The string theorists are made of sterner stuff, and they have a more sensible answer.

In 2000 Bousso and Polchinski combined string theory with an earlier idea of Steven Weinberg to explain why we shouldn't be surprised that a universe with the right level of vacuum energy exists. Their basic idea is that the phase space of possible universes is absolutely gigantic. It is bigger than, say, 500plex. Those 500plex universes distribute their vacuum energies densely in the range -1 to +1 units. The resulting numbers are much more closely packed than the 1/118plex units that determine the scale of the `acceptable' range of vacuum energies for life as we know it. Although only a very tiny proportion of those 500plex universes fall inside that range, there are so many of them that that a tiny proportion is still absolutely gigantic - here, around 382plex. So a whacking great 382plex universes, from a phase space of 500plex loopy branes, are capable of supporting our kind of life.
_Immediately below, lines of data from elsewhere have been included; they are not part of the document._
PR #226, opened 2020-11-02
Added test cases to test_discovery_ignition_override

eranco74:


carbonin:
Looks like you committed a `.swp` file

discovery-infra/tests/test_discovery_ignition_override.py
```diff
@@ -1,37 +1,159 @@
...
         # Boot nodes into ISO
         hosts = node_controller.start_all_nodes()
         # Wait until hosts are discovered and update host roles
         self.wait_until_hosts_are_discovered(cluster_id=cluster_id, api_client=api_client)
         # Verify override
+        self.validate_ignition_override(hosts, TestDiscoveryIgnition.override_path)
+
+    @pytest.mark.regression
+    def test_discovery_ignition_after_ISO_was_created(self, api_client, node_controller, cluster):
+        """ Verify that we create a new ISO upon discovery igniton override in case one already exists.
```
carbonin, line 54: I don't think we do this, but would probably be a good enhancement.

discovery-infra/tests/test_discovery_ignition_override.py
```diff
@@ -1,37 +1,159 @@
...
+    def validate_ignition_override(self, hosts, file_path, expected_content=TEST_STRING):
         for test_host in hosts.values():
-            file_content = test_host.run_command("cat {}".format(override_path))
-            assert file_content == test_string
+            logging.info("Verifying {} applied the override".format(test_host.name))
+            file_content = test_host.run_command("cat {}".format(file_path))
+            assert file_content == expected_content
 
     @pytest.mark.regression
     def test_discovery_ignition_bad_version(self, api_client, node_controller, cluster):
```
carbonin, line 89: This is covered by unit tests ... but :man_shrugging:

discovery-infra/tests/test_discovery_ignition_override.py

However, that's still a very small proportion. If you pick a loopy brane at random, the odds are overwhelmingly great that it won't fall inside the Goldilocks range.

Not a problem. The string theorists have an answer to that. If you wait long enough, such a universe will necessarily come into being. In fact, all universes in the phase space of loopy branes will eventually become the `real' universe. And when the real universe's loopy brane gets into the Goldilocks range, the inhabitants of that universe will not know about all that waiting. Their sense of time will start from the instant when that particular loopy brane first occurred.

String theory not only tells us that we're here because we're here - it explains why a suitable `here' must exist.

The reason why all of those 500plex or so universes can legitimately be considered `real' in string theory stems from two features of that theory. The first is a systematic way to describe all the possible loopy branes that might occur. The second invokes a bit of quantum to explain why, in the long run, they will occur. Briefly: the phase space of loopy branes can be represented as an `energy landscape', which we'll name the branescape. Each position in the landscape corresponds to one possible choice of loopy brane; the height at that point corresponds to the associated vacuum energy.

Peaks of the branescape represent loopy branes with high vacuum energy, valleys represent loopy branes with low vacuum energy. Stable loopy branes lie in the valleys. Universes whose hidden dimensions look like those particular loopy branes are themselves stable ... so these are the ones that can exist, physically, for more than a split second.